_What to do:_ Check each line of the entries for "helper" and report the ones that have it.

_The input:_
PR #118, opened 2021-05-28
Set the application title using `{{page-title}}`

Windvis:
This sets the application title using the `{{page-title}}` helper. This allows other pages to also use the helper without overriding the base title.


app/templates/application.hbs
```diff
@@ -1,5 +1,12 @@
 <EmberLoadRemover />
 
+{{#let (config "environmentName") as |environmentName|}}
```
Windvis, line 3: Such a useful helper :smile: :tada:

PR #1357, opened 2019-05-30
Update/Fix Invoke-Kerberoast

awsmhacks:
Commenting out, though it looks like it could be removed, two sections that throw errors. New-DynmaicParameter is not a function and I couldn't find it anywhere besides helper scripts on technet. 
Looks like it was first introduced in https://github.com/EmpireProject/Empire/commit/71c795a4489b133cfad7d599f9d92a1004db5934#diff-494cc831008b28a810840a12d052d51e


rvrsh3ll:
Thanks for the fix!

_Output for this exercise:_
This sets the application title using the `{{page-title}}` helper. This allows other pages to also use the helper without overriding the base title.
Windvis, line 3: Such a useful helper :smile: :tada:
Commenting out, though it looks like it could be removed, two sections that throw errors. New-DynmaicParameter is not a function and I couldn't find it anywhere besides helper scripts on technet. 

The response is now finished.